PROJECT SUMMARY Antiretroviral therapy (ART) suppresses HIV replication and allows a normal lifespan for infected persons, but daily pill ingestion is required to avoid progression to AIDS and further HIV transmission. Multiple therapeutic strategies are being considered to achieve a functional cure for HIV. However, to date, no single approach has achieved sufficient potency for an HIV functional cure. Therefore, there is increasing agreement that an HIV cure will require a multi-pronged approach. This proposal has the objective to identify optimal and feasible combinations of investigational therapeutic approaches to achieve functional cure of HIV using data-validated mathematical models. Our hypothesis is that data-validated mathematical models can identify specific mechanisms of therapeutic combinations, by linking observed kinetics and potency with various quantifiable outcome measures. Our specific aims will validate this hypothesis by fitting different mathematical models that encapsulate competing possible mechanisms to outcome data from curative interventions currently under study, including levels of different reservoir cellular subset, viral quantities, viral diversity and time to viral rebound. Model selection theory will be used to identify the most parsimonious models that reliably explain experimental results. We will use the most parsimonious model that recapitulated the data from each study to perform in silico experiments. We will list all plausible combinations of therapeutic approaches and model each combination. We will create combinatorial dose-response curves by running simulations for each combination by using the parameterization obtained from the fits and by tuning the parameters for each therapy including dosing, scheduling, and order of treatment. This proposal is significant because testing all possible combinations of approaches is impractical, excessively time consuming and expensive. The inability to rigorously assess all potential approaches is a critical barrier to achieve optimal outcomes. Therefore, our proposal is innovative because we propose a rigorous, quantitative framework in which plausible combinations of available interventions are considered and compared with the potential to identify which combination therapies most likely will achieve a functional cure.

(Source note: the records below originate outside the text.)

PR #260, opened 2022-05-12
chore: bump optic to 0.25.2

niclim:
Bumps optic to 0.25.2 - this includes the new rules authoring experience + new runner.

In this PR I've updated to use the new runner, which is a prerequisite for running the new rules - the functionality should be identical here

I'll be converting rules over slowly side by side, but only switching over the trigger when all the rules are migrated (i.e. the old rules will run until we're ready to switch over).


cmars (approved):
LGTM. Test failures are all due to snapshot changes.

cmars:
There are also some eslint errors (`yarn lint` for details).

niclim:
ok this should be fixed now - snapshot changes were due to us not triggering unnecessary snapshot tests somewhere in our code.

second failure was due to commitlint - both should be fixed now

PR #266, opened 2022-05-13
chore: migrate lifecycle rules to rule authoring v2

niclim:
Migrating the [lifecycle rules](https://github.com/snyk/sweater-comb/blob/main/src/rulesets/api-lifeycle.ts) in this PR

### DIFF
--- a/src/rulesets-new/__tests__/lifecycle-rules.test.ts
+++ b/src/rulesets-new/__tests__/lifecycle-rules.test.ts
@@ -22,7 +22,7 @@ describe("lifecycle rules", () => {
         };
         const results = ruleRunner.runRulesWithFacts(ruleInputs);
 
-        expect(results.length > 0).toBe(true);
+        expect(results.length).toBeGreaterThan(0);
         expect(results.every((result) => result.passed)).toBe(true);
         expect(results).toMatchSnapshot();
       },
@@ -39,7 +39,7 @@ describe("lifecycle rules", () => {
       };
       const results = ruleRunner.runRulesWithFacts(ruleInputs);
 
-      expect(results.length > 0).toBe(true);
+      expect(results.length).toBeGreaterThan(0);
       expect(results.every((result) => result.passed)).toBe(false);
       expect(results).toMatchSnapshot();
     });
@@ -61,7 +61,7 @@ describe("lifecycle rules", () => {
       };
       const results = ruleRunner.runRulesWithFacts(ruleInputs);
 
-      expect(results.length > 0).toBe(true);
+      expect(results.length).toBeGreaterThan(0);
       expect(results.every((result) => result.passed)).toBe(true);
       expect(results).toMatchSnapshot();
     });
@@ -83,7 +83,7 @@ describe("lifecycle rules", () => {
       };
       const results = ruleRunner.runRulesWithFacts(ruleInputs);
 
-      expect(results.length > 0).toBe(true);
+      expect(results.length).toBeGreaterThan(0);
       expect(results.every((result) => result.passed)).toBe(false);
       expect(results).toMatchSnapshot();
     });
@@ -100,7 +100,7 @@ describe("lifecycle rules", () => {
         context,
       };
       const results = ruleRunner.runRulesWithFacts(ruleInputs);
-      expect(results.length > 0).toBe(true);
+      expect(results.length).toBeGreaterThan(0);
       expect(results.every((result) => result.passed)).toBe(false);
       expect(results).toMatchSnapshot();
     });
@@ -137,7 +137,7 @@ describe("lifecycle rules", () => {
           context: sunsetContext,
         };
         const results = ruleRunner.runRulesWithFacts(ruleInputs);
-        expect(results.length > 0).toBe(true);
+        expect(results.length).toBeGreaterThan(0);
         expect(results.every((result) => result.passed)).toBe(false);
         expect(results).toMatchSnapshot();
       });
@@ -152,7 +152,7 @@ describe("lifecycle rules", () => {
           context: { ...sunsetContext, changeDate: "2022-02-01" },
         };
         const results = ruleRunner.runRulesWithFacts(ruleInputs);
-        expect(results.length > 0).toBe(true);
+        expect(results.length).toBeGreaterThan(0);
         expect(results.every((result) => result.passed)).toBe(true);
         expect(results).toMatchSnapshot();
       });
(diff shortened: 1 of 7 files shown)


src/rulesets-new/lifecycle-rules.ts
```diff
@@ -0,0 +1,112 @@
+import { RuleError, Ruleset, SpecificationRule } from "@useoptic/rulesets-base";
+import { links } from "../docs";
+import { stabilityKey } from "./constants";
+
+const stabilityRequirement = new SpecificationRule({
+  name: "resource stability",
+  docsLink: links.versioning.stabilityLevels,
+  matches: (specification, rulesContext) =>
+    rulesContext.specification.change !== "removed",
```
niclim, line 9: matches determines whether a block will run or not

src/rulesets-new/lifecycle-rules.ts
```diff
@@ -0,0 +1,112 @@
...
+  rule: (specificationAssertions) => {
```
niclim, line 10: This is updated that we now model stability on the specification object, rather than exposing a custom written stability assertion

src/rulesets-new/lifecycle-rules.ts
```diff
@@ -0,0 +1,112 @@
...
+      if (diffDays < requiredDays) {
+        throw new RuleError({
+          message: `expected ${stability} resource ${resourceName} to be deprecated ${requiredDays} days`,
+        });
+      }
+    });
+  },
+});
+
+export const lifecycleRuleset = new Ruleset({
```
cmars, line 109: Could I register this with the same kind of call as the old rulesets, `snykRulesService.useDslWithNamedRules`?

src/rulesets-new/lifecycle-rules.ts
```diff
@@ -0,0 +1,112 @@
...
+    );
+  },
+  rule: (specificationAssertions, rulesContext) => {
+    specificationAssertions.requirement("follow sunset rules", () => {
+      const {
+        resourceVersions,
+        changeResource: resourceName,
+        changeVersion: { date, stability },
+        changeDate,
+      } = rulesContext.custom;
```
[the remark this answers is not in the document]
cmars: I see, found it at https://github.com/opticdev/optic/blob/5df2fb2231deadc6f2e3a88d57bbdabb3db61f96/projects/rulesets-base/src/types.ts#L16

This file (types.ts) looks very helpful to understand the shape of objects used in expressing matches and rules. It really seems like the heart and soul of the DSL... could we document these types and their fields with their purpose and intended use? I think the biggest problem I had when trying to write the old rules was, not knowing what the possible parameters to functions were, or what they meant, and trying to infer it from existing examples.

I will say the [README](https://www.npmjs.com/package/@useoptic/rulesets-base) is a huge improvement and such a great start! I'm just thinking of that 5-10% case where we need to dig a little deeper when doing something novel and there's no example to copy from.

src/rulesets-new/lifecycle-rules.ts
cmars: I'm also wondering, how might we select different rulesets from the CLI by name when running compare or bulk-compare? This next cycle, I'm going to need to add a ruleset for linting compiled OpenAPI for gating deployments. Most of the rules can be reused, but a few will be different.

src/rulesets-new/lifecycle-rules.ts
```diff
@@ -0,0 +1,112 @@
...
+});
+
+const stabilityTransitions = new SpecificationRule({
+  name: "resource stability transitions",
+  docsLink: links.versioning.promotingStability,
+  rule: (specificationAssertions) => {
+    specificationAssertions.changed(
+      "not change unless it was wip",
+      (before, after) => {
+        const beforeStability: string | undefined = before.value[stabilityKey];
```
cmars, line 35: What is the shape of `before` here?

How would I know to look in `before.value` for the top-level extension? Looking at the type, it seems like it's an annotated `any` type (unless I read something wrong).

Thinking about this from these perspectives:
- How I would write a specification rule that required the top-level OpenAPI 3 property `tags:` to be a non-empty array?
- How would I make an assertion on the URLs in the `servers:` section?

cmars (approved):
LGTM! Nothing blocking but lots of questions below, trying to really understand what is going on here and how I might use the new DSL. Thanks for this!

src/rulesets-new/__tests__/lifecycle-rules.test.ts
```diff
@@ -0,0 +1,161 @@
...
+        const ruleInputs = {
+          ...TestHelpers.createRuleInputs(baseJson, {
+            ...baseJson,
+            [stabilityKey]: stability,
+          } as OpenAPIV3.Document),
+          context,
+        };
+        const results = ruleRunner.runRulesWithFacts(ruleInputs);
+
+        expect(results.length > 0).toBe(true);
```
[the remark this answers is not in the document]
cmars: It might be potato-potatoe but I've seen other test libraries (in other languages) make semantic use of the comparators when representing failures so I'm curious.

src/rulesets-new/lifecycle-rules.ts
niclim: Few questions:
- How are you invoking different rulesets? There are a few ways I have in mind we could do this (we could set env variables, and parse them to apply different rulesets in `src/index.ts`
- When is this next cycle / when are you planning on starting? Are you going to use these new rule runner? I've got a few more PRs to throw up but I should have this up tuesday afternoon, then we can do some testing + regression tests, etc and make sure this works e2e (just want to know if your wanting to use this earlier)

src/rulesets-new/lifecycle-rules.ts
niclim: before + after are the same shape (i.e. they are both specification facts) - on a changed value, we have both before and after, other assertions only have a single value.

Each value has the following shape (depending on where they are):
```
specificationAssertions."assertion"('condition', (specification)) 

specification = {
  location: - location data for the "fact"
  value: - fact value
  raw: - the raw value at the the fact (i.e. the raw OpenAPI as JSON at that point)
}
```

> How I would write a specification rule that required the top-level OpenAPI 3 property tags: to be a non-empty array?
```javascript
specificationAssertions.requirement(specification => mustBeArray(specification.value.tags))
```

> How would I make an assertion on the URLs in the servers: section?
```javascript
specificationAssertions.requirement(specification => someAssertion(specification.value.servers))
```

src/rulesets-new/lifecycle-rules.ts
cmars: The next cycle starts officially Wednesday. An environment variable would work, if not a command-line switch.

cmars: Another option might be an alternative main entry point?

niclim: > if not a command-line switch

This might be a little harder due to how we initialize and parse the CLI.

Env variable [if statements here](https://github.com/snyk/sweater-comb/blob/main/src/index.ts#L25-L31) would probably be the best option

Something like `process.env.LINT_ENV === 'compiled' ? [...CompiledChecks] : [...NormalChecks]`

PR #268, opened 2022-05-16
chore: migrate header rules to rule authoring v2

niclim:
Migrating the [header rules](https://github.com/snyk/sweater-comb/blob/main/src/rulesets/headers.ts) in this PR


src/rulesets-new/header-rules.ts
```diff
@@ -0,0 +1,44 @@
...
+      if (paramCase(parameter.value.name) !== parameter.value.name) {
+        throw new RuleError({
+          message: `${parameter.value.name} is not kebab-case`,
+        });
+      }
+    };
+    responseAssertions.header.added("be kebab-case", parameterTest);
+    responseAssertions.header.changed("be kebab-case", (before, after) =>
+      parameterTest(after),
+    );
```
niclim, line 19: It's worth noting that we've decided to not include `requirementOnChange` - it's not immediately clear from the wording how this is different, and semantically this means added or changed. As most cases the reason you'd want to have a requirementOnChange is to exempt legacy APIs

With these new rulesets, you can either add your own labels / matchers to explicitly ignore certain operations (`x-legacy: true` or other extentions), or do what I've done here and split this out into added or changed.

cmars (approved):

PR #269, opened 2022-05-16
chore: migrate property rules to rule authoring v2

niclim:
Migrating the [properties rules](https://github.com/snyk/sweater-comb/blob/main/src/rulesets/properties.ts) in this PR

In this case, there's probably better groupings we could have (we could group all breaking changes in a single `Ruleset` and apply a `matches` block for these changes) - we can do this in a follow up PR


src/rulesets-new/property-rules.ts
```diff
@@ -0,0 +1,393 @@
...
+  rule: (responseAssertions) => {
+    responseAssertions.property.added("have snake case keys", (property) => {
+      if (!snakeCase.test(property.value.key)) {
+        throw new RuleError({
+          message: `expected ${property.value.key} to be snake case`,
+        });
+      }
+    });
+  },
+});
```
niclim, line 37: You'll notice that we've split out the request and response property assertions. This is because in a lot of cases, you want to have different rules for request and response properties (e.g. adding a required request body property is a breaking change, but adding a required response body property is not).

There are obviously cases where you want these to have the same rule, but we're leaning towards verbosity, and there are ways we we can share code blocks between these functions.

src/rulesets-new/property-rules.ts
```diff
@@ -0,0 +1,393 @@
...
+}
+
+const enumOrExample = new RequestRule({
+  name: "request property enum or example",
+  docsLink: links.standards.formats,
+  rule: (requestAssertions) => {
+    requestAssertions.property.added("have enum or example", (property) => {
+      const type = property.value.flatSchema.type;
+      if (!withinAttributes(property.location)) return;
+      if (type === "object" || type === "boolean") return;
```
niclim, line 126: The reason we can't add this in the matches block, is because this runs on _every_ property. The nuance is kind of hard to communicate, but on matches, you are matching the top level item (e.g. RequestRule will match a request), where as requestAssertions.properties, are property assertions for the request

cmars (approved):
Looks good!

PR #270, opened 2022-05-16
chore: migrate jsonapi rules to rule authoring v2

niclim:
Migrating the [jsonapi rules](https://github.com/snyk/sweater-comb/blob/main/src/rulesets/jsonapi.ts) in this PR. 

There weren't direct 1-1 tests for these, so I ended up writing a bunch of tests for these. I also split this up into multiple files since there's distinct ideas here (it's not the best grouping but it maintains a 1-1 rule mapping from the old to new rules)


niclim:
Note that I've copied over the rules 1:1 but I think there are more logical groupings that we could have here. For example, we could have either a ruleset for POST requests, or Batch POST requests and then appropriately scope the rules to only trigger when certain conditions match (e.g. requestDataIsArray)

This way, we can colocate singular ideas so it'd be easier to understand and read through

src/rulesets-new/json-api-rules/compound-document-rules.ts
```diff
@@ -0,0 +1,27 @@
...
+import { isOpenApiPath } from "../utils";
+
+export const compoundDocuments = new ResponseBodyRule({
+  name: "disallow compound documents",
+  matches: (responseBody, rulesContext) =>
+    !isOpenApiPath(rulesContext.operation.path) &&
+    ["200", "201"].includes(responseBody.statusCode) &&
+    responseBody.contentType === "application/vnd.api+json",
+  rule: (responseAssertions) => {
+    responseAssertions.body.added.not.matches({
```
niclim, line 11: There's `.not` inverse conditions on all our standard matchers - this should provide the inverse of the matched block.

src/rulesets-new/json-api-rules/pagination-rules.ts
```diff
@@ -0,0 +1,102 @@
...
+
+    return (
+      method === "get" &&
+      !isSingletonPath(rulesContext) &&
+      responseBody.statusCode === "200" &&
+      responseBody.contentType === "application/vnd.api+json"
+    );
+  },
+  rule: (responseAssertions) => {
+    responseAssertions.body.added.matches({
```
niclim, line 73: `matches` is a partial match at the openapi spec node that we are testing.

src/rulesets-new/json-api-rules/resource-object-rules.ts
```diff
@@ -0,0 +1,323 @@
...
+                  type: "string",
+                },
+              },
+            },
+          },
+        },
+      },
+    ];
+
+    responseAssertions.body.added.matchesOneOf(validSchemaShapes);
```
niclim, line 238: This effectively replaces this https://github.com/snyk/sweater-comb/blob/main/src/rulesets/jsonapi.ts#L373 and https://github.com/snyk/sweater-comb/blob/main/schemas/get-post-response-data.yaml

src/rulesets-new/json-api-rules/__tests__/resource-object-rules.test.ts
```diff
@@ -0,0 +1,312 @@
...
+    });
+
+    test("status code 201", () => {
+      const afterJson = {
+        ...baseJson,
+        paths: {
+          "/api/example": {
+            get: {
+              responses: {
+                "201": {
```
cmars, line 72: Hmm... a GET shouldn't respond 201 Created. We might be missing a rule. If this is pre-existing behavior, fine for a followup.

src/rulesets-new/json-api-rules/__tests__/resource-object-rules.test.ts
```diff
@@ -0,0 +1,312 @@
...
+      };
+      const results = ruleRunner.runRulesWithFacts(ruleInputs);
+      expect(results.length).toBeGreaterThan(0);
+      expect(results.every((result) => result.passed)).toBe(true);
+      expect(results).toMatchSnapshot();
+    });
+  });
+
+  describe("valid delete shapes", () => {
+    test("status code 200", () => {
```
cmars, line 236: I prefer the "passes when ..." / "fails when ..." test naming we had in the property rules, because you could have variations on this like:

"passes when a delete responds with 200 and there is a JSON API response body"
"fails when a delete responds with 200 and there is no response body"
"passes when a delete responds with 204 and there is no response body"
"fails when a delete responds with 204 and there is a response body"

src/rulesets-new/json-api-rules/__tests__/status-code-rules.test.ts
```diff
@@ -0,0 +1,158 @@
...
+      ...TestHelpers.createRuleInputs(baseJson, afterJson),
+      context,
+    };
+    const results = ruleRunner.runRulesWithFacts(ruleInputs);
+    expect(results.length).toBeGreaterThan(0);
+    expect(results.every((result) => result.passed)).toBe(false);
+    expect(results).toMatchSnapshot();
+  });
+
+  test("valid delete 2xx codes", () => {
```
cmars, line 44:
```suggestion
  test("fails with invalid delete 2xx codes", () => {
```

src/rulesets-new/json-api-rules/pagination-rules.ts
cmars: This requires a `links` to be declared, but doesn't make any assertions on what kind of links. We'll want to follow up on this one.

src/rulesets-new/json-api-rules/resource-object-rules.ts
```diff
@@ -0,0 +1,323 @@
...
+const responseDataForPatch = new ResponseBodyRule({
+  name: "response data for patch",
+  matches: (responseBody, rulesContext) =>
+    rulesContext.operation.method === "patch" &&
+    responseBody.statusCode === "200" &&
+    responseBody.contentType === "application/vnd.api+json",
+  rule: (responseAssertions) => {
+    responseAssertions.body.added.matches({
+      schema: {
+        properties: {},
```
cmars, line 20: We'll also want to follow up here... there's a bit more structure we'll want to require -- a JSON API resource.

src/rulesets-new/json-api-rules/resource-object-rules.ts
```diff
@@ -0,0 +1,323 @@
...
+          },
+        },
+      },
+    });
+
+    responseAssertions.body.changed.matches({
+      schema: {
+        properties: {
+          jsonapi: {
+            type: Matchers.string,
```
cmars, line 138: Interesting... could I write my own Matcher object?

One that comes to mind is the common LinkProperty type: a oneOf type union.

cmars (commented):
Some questions in this one. It's entirely possible that I'm asking for more rule coverage than the existing rules provided below -- in that case I'd rather land parity with the existing implementation first, before adding more coverage in followups.

Will need to give it a second look tomorrow.

src/rulesets-new/json-api-rules/__tests__/resource-object-rules.test.ts
niclim: It looks like we're missing a similar one to this for GET + PATCH responses https://github.com/snyk/sweater-comb/blob/main/src/rulesets/jsonapi.ts#L56-L74

src/rulesets-new/json-api-rules/resource-object-rules.ts
niclim: From what it seems like, there's a bit of overlap between the rules regarding shape. With the `matches` helper, this should be much easier to write a single rule

src/rulesets-new/json-api-rules/__tests__/resource-object-rules.test.ts
niclim: Makes sense! Updated test cases names

cmars (approved):

PR #271, opened 2022-05-18
chore: migrate specification rules to rule authoring v2

niclim:
Small one this time! Migrating the [specification rules](https://github.com/snyk/sweater-comb/blob/main/src/rulesets/specification.ts) in this PR.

项目总结 抗逆转录病毒疗法(ART)抑制艾滋病毒复制，使感染者能够正常生存，但 需要每天服用避孕药，以避免发展为艾滋病和进一步的艾滋病毒传播。多重治疗 目前正在考虑实现艾滋病毒功能性治愈的战略。然而，到目前为止，还没有单一的方法 为艾滋病毒的功能性治愈提供了足够的效力。因此，越来越多的人同意艾滋病毒的治愈方法 将需要多管齐下。这项建议的目的是确定最佳和可行的 使用数据验证的研究治疗方法的组合来实现艾滋病毒的功能性治愈 数学模型。我们的假设是，经过数据验证的数学模型可以识别特定的 联合治疗的机制，通过将观察到的动力学和效力与各种可量化的 结果衡量标准。我们的具体目标将通过拟合不同的数学模型来验证这一假设 概括了相互竞争的可能机制，以从目前正在研究的治疗干预措施中产生数据， 包括不同存储细胞亚群的水平、病毒数量、病毒多样性和病毒反弹时间。 模型选择理论将被用来确定能够可靠地解释实验的最简约的模型 结果。我们将使用最简约的模型，该模型概括了每项研究的数据，并在计算机上执行 实验。我们将列出所有看似合理的治疗方法组合，并为每种组合建模。我们 将创建组合剂量反应曲线，方法是使用 从FITS和通过调整包括剂量的每个治疗的参数获得的参数化， 日程安排和治疗顺序。这项建议意义重大，因为测试所有可能的组合 方法是不切实际的，过于耗时和昂贵。无法严格评估所有 潜在的方法是实现最佳结果的关键障碍。因此，我们的建议是创新的 因为我们提出了一个严格的、量化的框架，在这个框架中，可用 考虑干预措施，并将其与确定哪种组合疗法最有可能的可能性进行比较 将实现一种功能性治愈。